Task requirements: Can you transcribe every record below exactly as it appears?

Task data:
----

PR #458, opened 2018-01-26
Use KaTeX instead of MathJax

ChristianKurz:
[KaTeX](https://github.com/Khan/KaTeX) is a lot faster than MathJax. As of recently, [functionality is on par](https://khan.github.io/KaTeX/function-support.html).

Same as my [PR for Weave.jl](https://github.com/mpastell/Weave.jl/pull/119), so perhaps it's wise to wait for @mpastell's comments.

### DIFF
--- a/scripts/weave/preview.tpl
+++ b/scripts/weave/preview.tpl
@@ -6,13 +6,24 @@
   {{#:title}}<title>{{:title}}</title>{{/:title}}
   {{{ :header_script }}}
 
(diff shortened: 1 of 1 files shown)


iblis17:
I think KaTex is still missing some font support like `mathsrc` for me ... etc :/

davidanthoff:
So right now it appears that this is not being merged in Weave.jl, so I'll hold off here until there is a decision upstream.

----

The completed task:
PR #458, opened 2018-01-26
Use KaTeX instead of MathJax

ChristianKurz:
[KaTeX](https://github.com/Khan/KaTeX) is a lot faster than MathJax. As of recently, [functionality is on par](https://khan.github.io/KaTeX/function-support.html).

Same as my [PR for Weave.jl](https://github.com/mpastell/Weave.jl/pull/119), so perhaps it's wise to wait for @mpastell's comments.

### DIFF
--- a/scripts/weave/preview.tpl
+++ b/scripts/weave/preview.tpl
@@ -6,13 +6,24 @@
   {{#:title}}<title>{{:title}}</title>{{/:title}}
   {{{ :header_script }}}
 
(diff shortened: 1 of 1 files shown)


iblis17:
I think KaTex is still missing some font support like `mathsrc` for me ... etc :/

davidanthoff:
So right now it appears that this is not being merged in Weave.jl, so I'll hold off here until there is a decision upstream.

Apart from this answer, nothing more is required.